On the Pacman-style Browser Hunt test that IE9 was running at 60fps thanks to its GPU-accelerated canvas, the Chrome 9 build from 7.30 this morning only managed 38 to 45fps for example, and the latest Firefox 4 beta 6 nightly build flew the SVG helicopter at 18mh rather than 180mph, with the movement looking very jerky - although the average is 17fps, it was taking anywhere between 34 and 88 milliseconds to draw a frame. Firefox shows the same variance in times in the fish tank test; the variation in how long Firefox takes t do a call back is two or three times more than the variance from IE, so again your experience isn't as smooth - which could get frustrating in a complex Web app.

Some of the difference is the way IE9 accelerates everything on the page, like the video background in the Track Splash test (Chrome Canary did a nice job of drawing the canvas elements but couldn't render the video and still took six times longer than IE9). There's the speed up from the JavaScript being inside the browser so you're not waiting for the marshalling system to send stuff back and forth over COM, and there's the speedup from JavaScript being compiled on your second core.

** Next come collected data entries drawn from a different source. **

PR #582, opened 2017-05-31
episode 7 find output doesn't match current data-shell

pevans-gfz:
I've adjusted the sample `find` output in the text. Also noted `find` doesn't order its output, and fixed some trivial typos.


shwina:
Thanks!

PR #587, opened 2017-06-24
Made suggested changes to the Parameters vs. Arguemnts section of 02-…

carol-rowe666:
…filedir.md

The Unix Shell - Navigating Files and Directories

Parameters vs. Arguments

Previously in this lesson, you referred to the -F of the ls command as a flag. Then, in this section you call it either a parameter or an argument. As this lesson continues, you go back to referring to -F as a flag. I think this would be very confusing to beginners.

As I understand it, a flag or option is preceded by a single "-" or double "--" and can be left out. A command or parameter comes after a command and provides information to either the command or one of its options.

For example:

ls -F Desktop

ls is the command
-F is the option or flag
Desktop is the argument or parameter

### DIFF
--- a/_episodes/02-filedir.md
+++ b/_episodes/02-filedir.md
@@ -420,15 +420,19 @@ without it,
 the shell thinks we're trying to run a command called `ls-F`,
 which doesn't exist.
 
-> ## Parameters vs. Arguments
+> ## Flag or Option vs. Parameters or Arguments
 >
-> According to [Wikipedia](https://en.wikipedia.org/wiki/Parameter_(computer_programming)#Parameters_and_arguments),
-> the terms **argument** and **parameter**
-> mean slightly different things.
-> In practice,
-> however,
-> most people use them interchangeably or inconsistently,
-> so we will too.
+> Although there may be technical differences between the terms, Flag and Option,
+> or between Parameter and Argument, most people use them interchangeably and 
+> sometimes inconsistently.
+> We will too.
+> In general, a flag or option is preceded by a single "-" or double "--" and can be 
+> left out. Alternatively, a command or parameter comes after a command and provides
+> information to either the command or one of its options.
+> As you will see in the next example: ls -F Desktop
+> ls is the command
+> -F is the option or flag
+> Desktop is the argument or parameter
 {: .callout}
 
 We can also use `ls` to see the contents of a different directory.  Let's take a


_episodes/02-filedir.md
```diff
@@ -420,15 +420,19 @@ without it,
 the shell thinks we're trying to run a command called `ls-F`,
 which doesn't exist.
 
-> ## Parameters vs. Arguments
+> ## Flag or Option vs. Parameters or Arguments
```
shwina: Perhaps let's just re-name this to "Flags, Options, Parameters or Arguments"

_episodes/02-filedir.md
```diff
@@ -420,15 +420,19 @@ without it,
...
 >
-> According to [Wikipedia](https://en.wikipedia.org/wiki/Parameter_(computer_programming)#Parameters_and_arguments),
-> the terms **argument** and **parameter**
-> mean slightly different things.
-> In practice,
-> however,
-> most people use them interchangeably or inconsistently,
-> so we will too.
+> Although there may be technical differences between the terms, Flag and Option,
```
shwina: How about rephrasing as:

Although there may be technical differences between the terms "flags" (or "options") and "parameters" (or "arguments"), most people use them interchangeably and sometimes inconsistently.

_episodes/02-filedir.md
```diff
@@ -420,15 +420,19 @@ without it,
...
+> or between Parameter and Argument, most people use them interchangeably and 
+> sometimes inconsistently.
+> We will too.
+> In general, a flag or option is preceded by a single "-" or double "--" and can be
```
shwina: Use backticks: `-` instead of "-".

_episodes/02-filedir.md
```diff
@@ -420,15 +420,19 @@ without it,
...
-> most people use them interchangeably or inconsistently,
-> so we will too.
+> Although there may be technical differences between the terms, Flag and Option,
+> or between Parameter and Argument, most people use them interchangeably and 
+> sometimes inconsistently.
+> We will too.
+> In general, a flag or option is preceded by a single "-" or double "--" and can be 
+> left out. Alternatively, a command or parameter comes after a command and provides
+> information to either the command or one of its options.
+> As you will see in the next example: ls -F Desktop
```
shwina: Use backticks with inline code or commands: `ls -F Desktop`, not just ls -F Desktop.

_episodes/02-filedir.md
```diff
@@ -420,15 +420,19 @@ without it,
...
+> ls is the command
```
shwina: `ls`

_episodes/02-filedir.md
```diff
@@ -420,15 +420,19 @@ without it,
...
+> -F is the option or flag
```
shwina: `-F`

_episodes/02-filedir.md
```diff
@@ -420,15 +420,19 @@ without it,
...
+> Desktop is the argument or parameter
```
shwina: `Desktop`

gdevenyi:
@carol-rowe666 have you had a chance to make the changes requested by @shwina

gcapes:
I think this is a good suggestion, and something I was thinking about too. I would leave the `argument vs parameter` discussion as it was because it is informative, but be more consistent when referring to the flags.

Correct me if I've got it wrong, but isn't the flag just a modifier for the command? So the command could either refer to `ls` or to `ls -F`, and the arguments are then what follow this (e.g. a filename or directory).

_episodes/02-filedir.md
gcapes: Sorry, @shwina  but I think this muddies the waters rather than clarifying. Most people don't use arguments and flags interchangeably -- it's parameter and arguments that get confused.

gcapes:
I should add, that I'm happy to make the changes and submit a PR if this one has gone cold?

gdevenyi:
Closing as stale. @gcapes has addressed changes requested in #618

When the IE team first showed us the architecture of the Chakra JavaScript engine, I wondered if putting JavaScript on the second core would be competing with the other things that Windows is already running on my second core. That's not a problem if you have four cores, and the figures from the Windows Experience Index say that's getting more common.

On February 1st this year, the average number of cores was 2.3 (up from 2 in December 2009). By September that was up to 2.42 cores and the average core number on October 1st was 2.46 cores. With all the single-core Atom netbooks pulling down the average, there's still a lot of four cores and more on the way.